陆微澜自然也被叫了过去。她到的时候,陆微雨正围着一堆花花绿绿的锦缎挑得不亦乐乎,王氏则坐在一旁,含笑看着,不时地指点几句,母女二人其乐融融,一派慈母孝女的温馨景象。
“二姐姐来了。”陆微雨瞥见陆微澜,语气平平地打了个招呼,眼神中却带着一丝不易察觉的挑衅。她今日特意打扮得花枝招展,头上戴着新得的赤金点翠步摇,身上穿着嫣红的妆花褙子,仿佛要将所有的光彩都聚集在自己身上。
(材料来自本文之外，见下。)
PR #830, opened 2021-03-12
make the get method arguments formally

linchiahuisage:
change

- change the kwargs argument to keyword arguments in Synapse.get method
- change private method _getWithEntityBundle from kwargs argument to keyword arguments


jkiang13:
Closing this, didn't turn out as needed.

PR #831, opened 2021-03-15
[SYNPY-1174] Add function to create Synapse config file

thomasyu888:
- `synapse -c ~/.mySynapseConfig config`

Since we don't split up credential configuration file, it is a bit too hacky to try to edit the file minimally in place.  Therefore, I will copy the old configuration file into a `.synapseConfig.backup` and write a new `.synapseConfig` file.  It's nice that we are pushing for people to only put their `authtoken` in the `.synapseConfig` file, are we motivating all other forms of login by using `synapse login --rememberMe`?

There are a couple of solutions if we wanted to add more to the config function:
- We could use some sort of templating technology (jinja, mustache), but that just adds a dependency to the Python client.
- If we don't care to maintain the comments in the new synapse config, we could read in the old config file and write out a new config file based on what already exists.


synapseclient/__main__.py
```diff
@@ -378,6 +379,46 @@ def storeTable(args, syn):
...
+    passwd = None
+    while not passwd:
+        # if the terminal is not a tty, we are unable to read from standard input
+        # For git bash using python getpass
+        # https://stackoverflow.com/questions/49858821/python-getpass-doesnt-work-on-windows-git-bash-mingw64
+        if not sys.stdin.isatty():
+            raise SynapseAuthenticationError(
+                "No password, key, or token was provided and unable to read from standard input")
+        else:
+            passwd = getpass.getpass(secret_prompt)
```
thomasyu888, line 395: This could be a convenience function.

synapseclient/__main__.py
```diff
@@ -378,6 +379,46 @@ def storeTable(args, syn):
...
+    # Read in configuration
+    cur_config_path = os.path.dirname(os.path.realpath(args.configPath))
+    # Make a copy of the existing config if it exists
+    if os.path.exists(args.configPath):
+        shutil.copyfile(
+            args.configPath,
+            os.path.join(cur_config_path, f"{args.configPath}.backup")
+        )
+
+    with open(os.path.join(script_dir, ".synapseConfig"), "r") as config_o:
```
thomasyu888, line 410: Should there be some sort of warning that says the old config file will be copied into a new file?  If there are existing configurations, they need to be copied into the newly created config file.

thomasyu888:
@jkiang13 This is ready - I added tests.

mattfazza (approved):
I'm gonna trust the conversation before me here because I lack a bit of context.  It looks like the Windows tests have been fixed.  Is the configuration file something we need to fix?

PR #835, opened 2021-03-18
Synpy 1033 store issue for blank version comment

linchiahuisage:
Change

- add checking logic to make properties['versionComment'] with the value or None
- add unit test to check update correctly

### DIFF
--- a/synapseclient/client.py
+++ b/synapseclient/client.py
@@ -1023,8 +1023,11 @@ class Synapse(object):
         entity = obj
         properties, annotations, local_state = split_entity_namespaces(entity)
         bundle = None
-        # Anything with a path is treated as a cache-able item
+        # Explicitly set an empty versionComment property if none is supplied,
+        # otherwise an existing entity bundle's versionComment will be copied to the update.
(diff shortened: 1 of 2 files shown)


synapseclient/client.py
```diff
@@ -1024,6 +1024,7 @@ def store(self, obj, *, createOrUpdate=True, forceVersion=True, versionLabel=Non
         properties, annotations, local_state = split_entity_namespaces(entity)
         bundle = None
         # Anything with a path is treated as a cache-able item
+        properties['versionComment'] = properties['versionComment'] if 'versionComment' in properties else None
```
jkiang13, line 1027: Can you add a comment here that explains why we are doing this, e.g.
```Explicitly set an empty versionComment property if none is supplied, otherwise an existing entity bundle's versionComment will be copied to the update.```

jkiang13: Can you also move the above comment ```Anything with a path is treated as a cache-able item``` below this line, it seems like it applies to the next line not this line.

jkiang13 (changes requested):

jkiang13 (approved):

PR #836, opened 2021-03-19
Synpy 1064 speed up integration tests

linchiahuisage:
Change

- speed up the integration tests with pytest-xdist dependency which allows test platform run integration tests with multiple CPU


.github/workflows/build.yml
```diff
@@ -112,7 +134,7 @@ jobs:
             export EXTERNAL_S3_BUCKET_AWS_ACCESS_KEY_ID="${{secrets.EXTERNAL_S3_BUCKET_AWS_ACCESS_KEY_ID}}"
             export EXTERNAL_S3_BUCKET_AWS_SECRET_ACCESS_KEY="${{secrets.EXTERNAL_S3_BUCKET_AWS_SECRET_ACCESS_KEY}}"
 
-            pytest -sv tests/integration
+            pytest -sv tests/integration -n auto --dist loadscope
```
jkiang13, line 137: Can we add a comment here, e.g.
`use loadscope to avoid issues running tests concurrently that share scoped fixtures`

.github/workflows/build.yml
```diff
@@ -45,7 +45,30 @@ jobs:
...
 
+      - name: get-dependencies-location
+        shell: bash
+        run: |
+          SITE_PACKAGES_LOCATION=$(python -c "from distutils.sysconfig import get_python_lib; print(get_python_lib())")
+          SITE_BIN_DIR=$(python3 -c "import os; import platform; import distutils.sysconfig; pre = distutils.sysconfig.get_config_var('prefix'); bindir = os.path.join(pre, 'Scripts' if platform.system() == 'Windows' else 'bin'); print(bindir)")
+          echo "::set-output name=site_packages_loc::$SITE_PACKAGES_LOCATION"
+          echo "::set-output name=site_bin_dir::$SITE_BIN_DIR"
+          echo $SITE_PACKAGES_LOCATION
+          echo $SITE_BIN_DIR
```
jkiang13, line 56: we can remove these echoes I think, we probably just had them while we were testing

.github/workflows/build.yml
```diff
@@ -45,7 +45,30 @@ jobs:
...
+        id: get_dependencies
```
jkiang13, line 57: All the other steps use hyphenated names rather than underscores, can we change it to be consistent?

.github/workflows/build.yml
```diff
@@ -45,7 +45,30 @@ jobs:
...
+
+      - name: Cache py-dependencies
+        id: cache-venv
```
jkiang13, line 60: I think the id of this step was from when we were trying to use a virtual env, maybe just change the id to cache-dependencies

jkiang13 (changes requested):

.github/workflows/build.yml
```diff
@@ -68,7 +90,7 @@ jobs:
       - name: run-unit-tests
         shell: bash
         run: |
-          pytest -sv tests/unit
+          pytest -sv tests/unit -n auto
```
jkiang13, line 93: Do we need -n auto for unit tests, does it make a difference?

jkiang13 (changes requested):

.github/workflows/build.yml
```diff
@@ -10,6 +10,10 @@
 name: build
 
 on:
+  schedule:
```
jkiang13, line 13: We can remove this trigger, it was just for testing.

jkiang13 (changes requested):

jkiang13 (approved):

PR #837, opened 2021-03-20
add credential provider to check AWS Parameter Store for token (SC-260)

zimingd:


synapseclient/core/credentials/credential_provider.py
```diff
@@ -178,7 +217,9 @@ def get_credentials(self, syn, user_login_args):
     UserArgsSessionTokenCredentialsProvider(),  # This provider is DEPRECATED
```
zimingd, line 217: Aside: we can probably remove this one now.

synapseclient/core/credentials/credential_provider.py
```diff
@@ -145,11 +151,44 @@ def _get_auth_info(self, syn, user_login_args):
...
+            import botocore  # if can import boto3, can import botocore
+            try:
+                ssm_client = boto3.client('ssm')
+                result = ssm_client.get_parameter(
+                    Name=ssm_param_name,
+                    WithDecryption=True,
+                )
+                token = result['Parameter']['Value']
+            except botocore.exceptions.ClientError as e:
+                syn.logger.warn(f'{self.ENVIRONMENT_VAR_NAME} was defined as {ssm_param_name}, '
```
jkiang13, line 177: Is every ClientError here a missing SSM param? Also this will only log the ClientError message and not the stack. I'm ambivalent whether the full stack is useful here but if so e.g. syn.logger.warn(<message>, exc_info=True)

jkiang13 (changes requested):

jkiang13 (approved):

PR #839, opened 2021-03-30
SYNPY-1128 more robust download network connections

jkiang13:
Ensures that all data is read from the network socket from a retried closure. Previously an error streaming from the socket subsequent to the actual connection would not be retried. In doing so this eliminates streaming from the individual range responses, but the range responses themselves ensure that we aren't accumulating too much in memory (in fact since accumulated each range response in memory before writing it to disk anyway the memory footprint doesn't change).


synapseclient/core/retry.py
```diff
@@ -6,20 +6,55 @@
...
-    :param function:           A function with no arguments.  If arguments are needed, use a lambda (see example).
-    :param retry_status_codes: What status codes to retry upon in the case of a SynapseHTTPError.
-    :param retry_errors:       What reasons to retry upon, if function().response.json()['reason'] exists.
-    :param retry_exceptions:   What types of exceptions, specified as strings, to retry upon.
-    :param retries:            How many times to retry maximum.
-    :param wait:               How many seconds to wait between retries.
-    :param back_off:           Exponential constant to increase wait for between progressive failures.
+    :param function:                A function with no arguments.  If arguments are needed, use a lambda (see example).
+    :param retry_status_codes:      What status codes to retry upon in the case of a SynapseHTTPError.
+    :param retry_status_code_in:    True if should retry if the status code is in retry_status_codes,
```
zimingd, line 50: the name and documentation is slightly confusing. 
maybe `retry_status_code_in` -> `retry_on_status_code_match`?
replace `if should retry` -> ` - retry`
replace `is in` with `exists in`

also, using a string enumeration of retry types might be more clear about the intentions than `True`/`False`
`retry_type` could be : 
`ON_MATCH`  - retry if status code matches values in `retry_status_codes`
`ON_MISMATCH` - retry if status code does not match values in `retry_status_codes`


alternatively, we can use 2 lists:
`retry_status_codes` -  list of status codes to retry if received as a response
`expected_status_codes` - retries until response returns one of the expected codes.

zimingd (changes requested):

synapseclient/core/retry.py
```diff
@@ -91,8 +90,8 @@ def foo(a, b, c): return [a, b, c]
         # Check if we got a retry-able error
         if response is not None and hasattr(response, 'status_code'):
             if (
-                    (retry_status_code_in and response.status_code in retry_status_codes) or
-                    (not retry_status_code_in and response.status_code not in retry_status_codes)
+                (expected_status_codes and response.status_code not in expected_status_codes) or
+                response.status_code in retry_status_codes
```
zimingd, line 94: `None` could be passed as value to `retry_status_codes`

synapseclient/core/multithread_download/download_threads.py
```diff
@@ -340,8 +340,7 @@ def session_get():
             # but for now matching previous behavior.
             response = with_retry(
                 session_get,
-                retry_status_code_in=False,
-                retry_status_codes=(HTTPStatus.PARTIAL_CONTENT,),
+                expected_status_codes=(HTTPStatus.PARTIAL_CONTENT,),
```
zimingd, line 343: just double checking, we still want to retry on the usual `[429, 500, 502, 503, 504]` right?

zimingd (changes requested):

synapseclient/core/multithread_download/download_threads.py
jkiang13: With the expected_status_codes passed it short circuits the retry_status_codes, and in this case with it will retry on anything other than a 206 PARTIAL CONTENT which seems a bit strange, but that was the previous behavior (except we would do it rapidly with no backoff).

synapseclient/core/retry.py
jkiang13: Added a Falsey check to retry_status_codes before using it

zimingd (approved):

PR #843, opened 2021-04-02
Synpy 1139 pytest coverage

linchiahuisage:
Change

- add pytest-cov dependency that help to upload the html folder to show the coverage of whole project
- upload the zip file artifact for user to download and look at the coverage
- zip file artifact is across three platform


thomasyu888:
I used to do this as well for some of my packages but I found that it's a lot cleaner to just register a package with coveralls.  You can even then have a badge for coverage.

jkiang13:
Closing this, if needed could use an external service.

PR #852, opened 2021-04-23
SYNPY-1113-store_command_positional_arg_file

linchiahuisage:
Change

- check the args with file or FILE before handling the store command
- add unit test for test case

### DIFF
--- a/synapseclient/__main__.py
+++ b/synapseclient/__main__.py
@@ -134,7 +134,8 @@ def store(args, syn):
     # If both args.FILE and args.file specified raise error
     if args.file and args.FILE:
         raise ValueError('only specify one file')
-
+    if not args.file and not args.FILE:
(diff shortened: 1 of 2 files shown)


synapseclient/__main__.py
```diff
@@ -134,7 +134,8 @@ def store(args, syn):
     # If both args.FILE and args.file specified raise error
     if args.file and args.FILE:
         raise ValueError('only specify one file')
-
+    if args.type == 'File' and not args.file and not args.FILE:
+        raise ValueError(f'For the {args.subparser} command, put the positional FILE as the first arg')
```
jkiang13, line 138: I think this error message is a bit too specific. We could maybe just just say
"{args.subpaser} missing required FILE argument"

jkiang13 (changes requested):

jkiang13 (approved):

PR #1025, opened 2023-12-14
[SYNPY-1360] Migrating to mkdocstrings

BryanFauble:
Problem:
The Sphinx documentation was a eye-sore that was difficult to work with.

Solution:
Migrating to mkdocstrings/python along with updating many docstrings to google format

Testing:
- Stepped through the pages locally using both `mkdocs serve` and building the docs via `mkdocs build` and starting an HTTP server locally with `python3 -m http.server` and verifying that content was served correctly
- Auto deployment is setup and working. I set it to use this feature branch (Will update to on push to master) and verified that new changes are auto-deployed out to the `gh-pages` branch and than deployed to the live site:
image


docs/explanations/README
thomasyu888, line 1: I like this, we can build this out further as we continually improve the documentation

synapseclient/annotations.py
```diff
@@ -116,8 +121,15 @@ def _annotation_value_list_element_type(annotation_values: typing.List):
     return object
 
 
-def is_submission_status_annotations(annotations):
-    """Tests if the given dictionary is in the form of annotations to submission status"""
+def is_submission_status_annotations(annotations: collections.abc.Mapping) -> bool:
+    """Tests if the given dictionary is in the form of annotations to submission status
+
+    Arguments:
```
thomasyu888, line 127: Nit:  I think `Args` is also acceptable.  I think we either support both `Arguments` and `Args` or just one of them.  If one of them, I leave it to you what you think we should aim to support.

thomasyu888 (approved):
🔥 LGTM - I had some small notes here and there, but we can iterate on this.

synapseclient/annotations.py
BryanFauble: They are both supported by mkdocs. So I am ok with both being used interchangably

陆微澜只作未见,上前规规矩矩地给王氏行了礼:“给母亲请安。”
王氏淡淡地嗯了一声,指了指旁边一小堆料子,说道:“微澜来了就好。你也过来瞧瞧吧,这是给你备下的料子。你身子弱,不宜穿得太花哨,素净些养身。这些颜色沉稳些,料子也厚实,正适合你。”
陆微澜顺着王氏手指的方向看去,只见那堆料子多是些青色、灰色、赭石色等暗沉的颜色,质地也远不如陆微雨那边那些光鲜亮丽的贡缎、云锦来得细腻。虽然王氏说得冠冕堂皇,什么素净养身,但其中的打压和轻视之意,却是昭然若揭。
换做是原主,此刻怕是又要委屈得红了眼圈,或是忍气吞声地受了。但陆微澜却只是弯了弯唇角,声音平静无波:“多谢母亲费心。女儿确实偏爱素净些的颜色,这些料子看着也很是厚实暖和,女儿很喜欢。”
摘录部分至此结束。